# Fleas Fleas and more Fleas



## GSD246 (Jan 17, 2012)

What to do about the fleas? We are renting a connected condo. The house next door use to belong to a crackhead who the police removed from the house a few months back. They had a few cats that they let "free" when they moved. A lady who lives behind me has at least 10 cats that she keeps outside. There are so many cats around me that the dogs have stop barking at them.

I have nothing at all against cats. But I do not believe that it is good for them to stay outside. I also hate it when people feed stray cats or shelter them and allow them to leave whenever without getting them fixed. I honestly wish there were laws against this. 

Now my house is full of fleas. Today, my vacuum broke and the company who sold us the dyson isn't open over the holiday weekend so I have to borrow one. All I seem to be able to do is keep their numbers down. I believe I have managed to rid of my house a few times but they come back in. I've vacuumed, and steamed cleaned everything more than once. Put DE down throughout the house. Treated the dogs with flea prevention even though I hated using it and have never had to use it before as my essential oils use to be good enough. I still spray the dogs with an mix of lemon and lavender oil and switch off between lemon and cedar. I tried making a more potent mix but that made their coats oily, the dogs didn't like it and the fleas didn't appear to be bothered because when we would come back inside I'd find more fleas on them.
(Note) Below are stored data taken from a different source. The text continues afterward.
PR #3772, opened 2025-06-10
Add recreate lts workflow to 1.2.lts branch

jamshale:
***Needs more testing...***

After studying this further and doing some testing. The workflow needs to be added to the lts branches because it needs to be available for the released tag. Then for main which isn't LTS yet it will need to skip this workflow.

When a new LTS is created it will need to add the if condition with the major versions to the initial commit of the LTS.


jamshale:
Can we merge these and get them out of the way for the next patch release? It doesn't require a approval but maybe a quick review.

PR #3773, opened 2025-06-10
Disable lts-recreate workflow for main branch

jamshale:
This disables the workflow for the main branch and fixes a couple things so the next LTS branch can use it properly. 

LTS branches will need to enable it by adding a condition to match the lts version on the published tag.

### DIFF
--- a/.github/workflows/tag-recreate-lts.yml
+++ b/.github/workflows/tag-recreate-lts.yml
@@ -6,9 +6,6 @@ name: Tag and Recreate LTS Release
 on:
   release:
     types: [published]
-  push:
-    branches:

I put DE on the dogs, on the parts where the fleas were, it dried out their coats but the fleas remained. This is what made me consider using the flea prevention on my dogs as I believe the fleas were probably doing a far greater harm to them.

Now I can't seem to find many on my dogs. Maybe 1 or 2 at the most when coming back from a walk. But I still can't seem to keep them out of the house. I think they are climbing onto the humans for rides whenever we go outside. I'm afraid to take my daughter outside to play as the last time I did she had fleas on her and little bumps all over her body. 

I really want to move but I don't have the money. I've been trying to save but court cost and lawyer fees, unplanned doctor visits, and car problems have left me owing a little more than I currently have. I don't know what to do beyond vacuuming the entire house every few days. Bathing the dogs monthly(they are easy to bath but I worry about the coats). I feel so powerless against these little bugs and I hate it. 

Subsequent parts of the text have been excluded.